The architect Marsha Maytum died on February 10 at 69, three years after a diagnosis of amyotrophic lateral sclerosis (ALS). Maytum is known as much for the buildings she designed, which sensitively respond to their surroundings and to users’ needs and desires, as for her deep conviction that architecture can and should address our most critical problems, including the climate crisis and social equity.
Until the beginning of 2023, when Maytum stepped away from day-to-day practice due to her advancing ALS, she led San Francisco-based Leddy Maytum Stacy Architects (LMSA) with her husband, Bill Leddy, and their partner, Richard Stacy. “One of our priorities was the environment, and we really wanted to focus on that work,” Maytum told RECORD last March about establishing LMSA, originally founded as Tanner Leddy Maytum Stacy Architects in 1989. Since then, the now 38-person firm has directed its energy to what Maytum, Leddy, and Stacy have referred to as “mission-driven design,” creating an impressive portfolio of projects for clients whose values mirrored their own, including affordable and special-needs housing, academic buildings, and civic facilities. Along the way, LMSA has garnered many honors, including the 2017 Architecture Firm Award from the American Institute of Architects (AIA) and 12 AIA Committee on the Environment (COTE) awards.
“Marsha’s special ability to connect with people with empathy and encouragement permeated our firm—reinforcing the bond among us toward our shared mission,” said Stacy.
Fort Mason Center for Arts & Culture (2017). Photo © Bruce Damonte
Maytum was a pioneer in the integration of preservation with green design strategies—expertise that was key to her elevation to the AIA College of Fellows in 2001. Her Thoreau Center for Sustainability (1997) was the first renovation project in the newly established national park at San Francisco’s Presidio. It transformed a former army hospital into a home for an environmental nonprofit. Among other adaptive reuse projects was the Fort Mason Center of Arts & Culture (2017), the conversion of a historic pier building on the city’s waterfront into studio and gallery space.
She firmly believed that architecture should serve everyone, including those with disabilities. Her innovative solution for the Sweetwater Spectrum community (2013), in Sonoma, California, established a replicable residential model for people living on the autism spectrum.
Sweetwater Spectrum (2013). Photo © Tim Griffith
Maytum’s buildings are only one aspect of her legacy, however. Her leadership extended to advocating for change within the profession. As 2019 COTE chair, she championed a resolution for “urgent and sustained climate action,” calling for the rapid acceleration of efforts to decarbonize the built environment. It was passed overwhelmingly by members at the AIA Conference on Architecture held that year in Las Vegas and was subsequently approved by the organization’s board of directors. “We felt that it was important to take the issue directly to the membership and demonstrate support in a way that was transparent and visible,” Maytum told RECORD at the time. The resolution’s adoption laid the groundwork for the development of the AIA’s Framework for Design Excellence which outlines a holistic approach to architecture, encompassing the environment, health, and equity. Together, the resolution and the Framework signaled a significant realignment of organizational and professional priorities.

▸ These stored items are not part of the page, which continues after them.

Issue #858, opened 2024-03-15
move testnet links to their own domain


dcposch:
## Goal

Clean separation, no ambiguity between mainnet and testnet accounts.

## Proposed fix.

`https://daimo.com/invite/abc123` is a mainnet deeplink

`https://test.daimo.xyz/invite/testnet` is a test deeplink

Pairs well with #620

PR #1106, opened 2024-06-04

Above all, she will be remembered for her optimism and her steadfast faith in the power of design. “Marsha’s vision, mentorship, and generative force to get things done lifted many of us, helping us to see and realize the positive change that is possible,” said Julie Hiromoto, a principal at HKS who collaborated with Marsha through the AIA and COTE. “She helped us understand what we—and architects together—can do to change the world and empower the next generation.”
Maytum is survived by Leddy, their children—Anna and Andrew—and two grandchildren.